Perplexity: Breadth, Citations, and Aggressive Filtering.

Perplexity’s research endpoint can scrape PDFs, blogs, and social media that GPT-4 browsing sometimes misses. The prompt demands a direct answer plus inline citations; a post-filter deletes any sentence without a URL before the reply reaches the Overseer.

Overseer: Skeptical Auditor and Feedback Engine.

First it checks syntax (JSON, ISO dates). Then it evaluates semantics: if Polymarket’s live price implies ≥ 85 % confidence in the opposite outcome, the answer is marked UNSAFE. It then packages a machine-readable hint and either tells the Router to reroute, tighten the prompt, or (after four failed cycles) to mark the market “Too Early” and sleep five minutes. The fun side-effect is that crowd pricing becomes a secondary data-quality filter: a bad tick from Binance or a malformed league feed is caught because the odds look wrong.

Note that the Overseer can veto a solver’s answer while keeping the conversation alive, feeding context back down to the Router so the next prompt starts smarter than the first.

Why Roll Our Own Instead of Importing an Agent Framework?

OpenAI’s Agents SDK, LangGraph, and AutoGen offer beautiful trace UIs and powerful abstractions, but those abstractions hide the levers UMA needs: swapping back-end models, blending Perplexity with GPT-4, sandboxing arbitrary Python, wiring in a five-minute sleep loop, and giving an external price feed veto power. Building the loop from scratch keeps every decision point explicit, diff-able, and auditable. This is essential when mistaken answers move real money.

Two Stubborn Limitations

Knowing when to run: Today the bot triggers only after a human has proposed, using people as a signal that evidence likely exists. Research is underway to monitor Polymarket prices and launch automatically once the odds cross a settle-likely threshold, letting the crowd itself whisper “the data is ready”.
Human latency advantage: Fans in a stadium can propose the final score before any API updates. Until the bot taps lower-latency feeds or gains physical sensors, humans will occasionally win that race.

Where the Experiment Heads Next

This release is a snapshot, not a finish line.

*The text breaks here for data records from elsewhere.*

PR #166, opened 2020-10-26
More SIMD optimizations (optimize determine_optimal_set_of_endpoint_formats_to_use, compute_ideal_quantized_weights_for_decimation_table)

aras-p:
- Change vecmathlib header to have a separate `vmask` data type that is result of comparison operations, and an argument for `select()`
- Expand vecmathlib with additional operations (gather, horizontal min, extracting lane value etc.)
- Change loop in `determine_optimal_set_of_endpoint_formats_to_use` to be SIMD; this loops 4 times over 2048 sized arrays and was showing up in the profiler for me.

Near-term work focuses on plugging in larger context-window models, expanding Code-Runner templates to niche data (e-sports, weather, election filings), and experimenting with probabilistic fusion that fuses multiple solver outputs before Overseer review. Every run logs prompts, costs, and verdicts straight into MongoDB; that telemetry is already guiding the next prompt tweaks and template refactors.

Follow Along

Want to follow the OTB and monitor its recommendations? Watch the live feed:

Live recommendations: https://x.com/OOTruthBot
Public AI results dashboard: https://ai.uma.xyz/

The Optimistic Truth Bot shows that chaining narrow experts under a relentless fact-checker, and letting each layer refine the next, can keep LLM pipelines flexible, self-correcting, and inching toward oracle-grade reliability. Even while humans remain the ultimate safety net.